Pub Date: Aug. 12th, 2013
ISBN: 978-1-4917-0259-8
Publisher: iUniverse

A personal vocabulary of strength and grace marks Hitchens’ (Sitting with Warrior, 2010) new book of poems.

Tied to the spirit world at every turn, this collection insists on the individual’s ability to feel humility as a creature inside a vast, complex world and to extend compassion to others.

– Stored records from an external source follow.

Issue #1567, opened 2020-04-22
Upgrade to a modern version of jQuery


reedy:
jQuery 1.11.3 is ancient. It's probably high time for an upgrade.

jQuery Migrate plugin might be helpful

https://jquery.com/upgrade-guide/3.0/
https://jquery.com/upgrade-guide/3.5/

Issue #1568, opened 2020-04-22
Upgrade jquery.flot


reedy:
Following on from https://github.com/emoncms/emoncms/issues/1567

https://github.com/emoncms/emoncms/blob/master/Lib/flot/NEWS.md says 0.8.3, and 4.2.0 is the latest release - https://github.com/flot/flot/releases

reedy:
It's unclear if 511e987438d94a9eb4a9be1873f118c13567ae0a made some sort of fork, or it was a partial upgrade of the files...

reedy:
https://github.com/emoncms/emoncms/blob/master/Lib/flot/date.format.js doesn't even seem to actually be a flot file, just dumped in the Lib/flot dir and merged into a combined file?

reedy:
The same seems to be the case for https://github.com/emoncms/emoncms/blob/master/Lib/flot/excanvas.js

date.format is merged into a combined file for flot... excanvas is not?

TrystanLea:
I think date.format.js ended up in the flot dir early on because it was included in some of the flot examples that the emoncms flot graphing was based on. We'd need to ammend the location for all optional modules as well if we change.

reedy:
Yeah. It'd make sense to have a place for "vendor" (ie 3rd party) code and "in house" code.

Generally, I wouldn't expect "in house" code to live in a folder called lib, when it mostly contains "vendor" code

PR #1569, opened 2020-04-24
Upgrade jQuery from 1.11.3 to 3.6.0

reedy:
Ping https://github.com/emoncms/emoncms/issues/1567

Definitely not saying this is anywhere near ready to merge :)

It might be more beneficial to do an incremental upgrade, stepping through a few versions. Let's see what happens


reedy:
Clicking "Setup" to hide/show the sidebar

EmonCMS Error
-------------
Message: Error: Syntax error, unrecognized expression: #
Route: Lib/jquery-3.5.0.min.js
Line: 2
Column: 13606

Which is obviously not the most useful in a minified file ;)

Other errors

Synchronous XMLHttpRequest on the main thread is deprecated because of its detrimental effects to the end user's experience. For more help http://xhr.spec.whatwg.org/

alexandrecuer:
@reedy: did you upgrade flot as well ?
http://github.com/flot/flot

reedy:
> @reedy: did you upgrade flot as well ?
> [http://github.com/flot/flot](https://github.com/flot/flot)

If you look at the commit content, no ;)

https://github.com/emoncms/emoncms/issues/1568 was filed for that specifically

reedy:
Also, there's many many other libraries that are on ooold versions :)

alexandrecuer:
Sorry :-)

reedy:
> @reedy: did you upgrade flot as well ?
> [http://github.com/flot/flot](https://github.com/flot/flot)

It seems this is going to be difficult. It's not easy to tell what is the original library, what's a fork, what's an addition to it...

3rd party changes (even by emoncms) shouldn't be in there, and especially not extra files and such...

alexandrecuer:
Do yu think the actual old "version" of flot can work with an updated version of jquery ?

reedy:
> Do yu think the actual old "version" of flot can work with an updated version of jquery ?

The newest can run on jQuery 1.2.6 (1.3.2 required)...

https://github.com/flot/flot#installation

Same as it was in https://github.com/flot/flot/blob/v0.8.3/README.md

It doesn't seem impossible :)

TrystanLea:
Thanks for testing @reedy I get the same error:

image

I see you changed to the non minified version, the line related to the "Sizzle.error" function and it looks like the most likely place that is then called from might be the selectors..

TrystanLea:
The old version of flot seems to be working, but clicking on any buttons in the dashboards gives the same error as above:

image

TrystanLea:
Same on the graph module, but otherwise navigation of feed selector and graph appears to be working

alexandrecuer:
I've tried to upgrade bootstrap as well :
bootstrap 5.1.0
jquery 3.6.0

feed view : 
image

input view is all black

no more error message in graph, but the calendar is no more working

image

alexandrecuer:
there is very less errors with :
bootstrap 5.1.0 with the old 2.3.2 bootstrap css
jquery 3.6.0

input view
image

feed view : the accordion on each feed cannot collapse 
image

graph : the feeds in view/statistics at the bottom cannot show / show csv button working fine
image

alexandrecuer:
This line in theme.php is not needed : 

https://github.com/emoncms/emoncms/blob/e31776090d66067e15d701f154969ce8596e5e86/Theme/theme.php#L36

since bootstrap 3, you dont need anymore the responsive css, everything is in the bootstrap.css

TrystanLea:
Thanks for your testing of the different bootstrap versions @alexandrecuer interesting that bootstrap 5.1.0 with the old css works. Hope to get on to this next week

alexandrecuer:
> Thanks for your testing of the different bootstrap versions @alexandrecuer interesting that bootstrap 5.1.0 with the old css works. Hope to get on to this next week

I made a mistake, it is with bootstrap 3.0.0 and not 5.1.0, with the old 2.3.2 css

bootstrap 3.0.0 was the first stable release that succeeded bootstrap 2.3.2

alexandrecuer:
when injecting the 3.0.0 css, things get tougher :
input module :
image

feed module : 
image

graph module :
image


So I guess we will have to follow the migration guide

https://getbootstrap.com/docs/3.4/migration/

TrystanLea:
Ok great thanks, that does sound like the way to go unless we drop bootstrap altogether as I discussed here https://github.com/emoncms/emoncms/issues/1661

I think at this point we need to take the action that is faster to implement, not sure if that's switching to bootstrap 3 or pulling out only the css and js that we use from bootstrap 2 into our own custom theming approach..

alexandrecuer:
yes my feeling is that going to bootstrap 3 and after to 4 and 5 will be a lot of work for a little profit. 

If the use of bootstrap is superficial, yes it could be nice to remove, the less dependancies you will have, the better it is for maintenance. I am not familiar enough with the view files to be able to appreciate how much it is used in the code. For me, understanding feed_view and input_view requires a certain amount of time.

By the way, which are the dependancies of menu_v3 ? None ? Jquery only ?

best

Alex

alexandrecuer:
Tried using **jquery 2.2.4** with keeping the old **bootstrap 2.3.2** : everything looks fine

https://github.com/jquery/jquery/releases/tag/2.2.4

Once going to jquery 3, the same problem reappear : cf graph module, when choosing a feed  `Syntax error, unrecognized expression: #`

alexandrecuer:
my tests are messy but I want to track them. It is difficult to find where this problem of `unrecognized expression: #` comes from

The # error disappear with :
**jquery 3.0.0**
**bootstrap-5.1.0.js with the old 2.3.2 css**
[frontend.zip](https://github.com/emoncms/emoncms/files/6947991/frontend.zip)

cf this screenshot of the graph module, working fine except the `feeds in view / show statistics`
image

But the modals in feeds module are broken 
feed_modal_bug

In the input module, one modal is working
image
**But the main modal, which configures the processing to the feeds, is broken**

alexandrecuer:
**jquery 3.6.0**
**bootstrap-3.3.7.js with the old 2.3.2 css**
everything seems fine, only the accordion in the feed view does not work nicely, as it always wants to stay opened. The accordion in the input module works fine. (Both should be managed same way)
[bootstrap-3.3.7-dist.zip](https://github.com/emoncms/emoncms/files/6949086/bootstrap-3.3.7-dist.zip)
[jquery-3.6.0.zip](https://github.com/emoncms/emoncms/files/6949088/jquery-3.6.0.zip)

TrystanLea:
Investigating the unrecognized expression: # error.

First it seems that the error catching function in emoncms.js that prints the errors as an alert (https://github.com/emoncms/emoncms/blob/master/Lib/emoncms.js#L78) obscures the actual line numbers relating to the error. By commenting this out and looking in the browser console I get a more helpful:

image

Line 746: https://github.com/emoncms/emoncms/blob/master/Lib/bootstrap/js/bootstrap.js#L746 
commenting that out gets rid of the error but breaks the dropdown menu

Searching for a related issue bought up this:
https://stackoverflow.com/questions/35539374/bootstrap-dropdown-jquery-uncaught-error-syntax-error-unrecognized-expression/49517080

which works! brilliant!

TrystanLea:
I've pushed this to the master branch https://github.com/emoncms/emoncms/commit/564f9f126a099161177a618525310ba5fa809831

TrystanLea:
The last time I looked for this fix I got stuck strange that it was actually such a simple fix in the end. I think we only use the dropdown part of the bootstrap js so it may be possible to only include the source for that component. I will double check

alexandrecuer:
Perfect :-)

The poems take risks but rarely suffer from banality. Sometimes a set of overcrowded lines may be off-putting; for example, in “walking the barrens of belief / the wastelands of conjecture / and the deserts of assumption,” the speaker begins to disappear behind metaphor. Occasional all-caps words seem to shout more than necessary. Yet the poems’ search for essences, or the “attar” of wisdom, inspires an inclusive poetics that binds the knowledge of the Old Ones to contemporary experience.  As a Marine Corps veteran of Vietnam, the poet speaks powerfully about personal and national loss in a long, segmented poem called “Storm.”  The recollected images are graphic and thoughtful, apparently pinned together from memories of combat and its difficult aftermath.  The warrior ethos structures “I am Warrior,” in which cosmic, geographic, and climatological forces reflect and naturalize the warrior’s power. Wordplay further enriches the figure: “I am the scenting of scent, / the misting of mist, / the blooming of blooms, / the ripping of riptide / I am Warrior.” From “Medicine Bird,” the first poem in the collection, to “Thunderstruck,” the last, the true quest is for vision and awareness: “To be en-lightened—go into light, onto light— / is to be alive!” The search for knowledge may lead the narrator into a meditation on the injustices of poverty or the heights of romantic love. Physicality itself is depicted as an otherworldly experience, and the few poems about sex lift off the ground and celebrate a union of spirits as much as bodies. The attainment of insight is shown to equate to an orgasmic generosity, as “It’s in seeing poorly that we make poor lovers.” It’s an attractive philosophy: we must dare to love in order to live.

A meditative collection to read outside, with the wind and one’s breath commingling.